## What to produce
Return exactly the line that contains "feat: toolbox, add" and all lines beneath it in the entries, through the very last one.

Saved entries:
PR #2263, opened 2023-02-01
feat: toolbox, add to an item a "description" setting

alinceDev:
Need to have a description for each item in the toolbox like notion does.
Here is an example :
https://global-uploads.webflow.com/5e1331324b55b0fe5f41fe63/638dcb89ba38ef59fbdeed26_How%20to%20create%20a%20new%20page%20in%20Notion.png


neSpecc:
Nice to have feature. It requires some UI design investigation, then could be included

## Output below
feat: toolbox, add to an item a "description" setting

alinceDev:
Need to have a description for each item in the toolbox like notion does.
Here is an example :
https://global-uploads.webflow.com/5e1331324b55b0fe5f41fe63/638dcb89ba38ef59fbdeed26_How%20to%20create%20a%20new%20page%20in%20Notion.png


neSpecc:
Nice to have feature. It requires some UI design investigation, then could be included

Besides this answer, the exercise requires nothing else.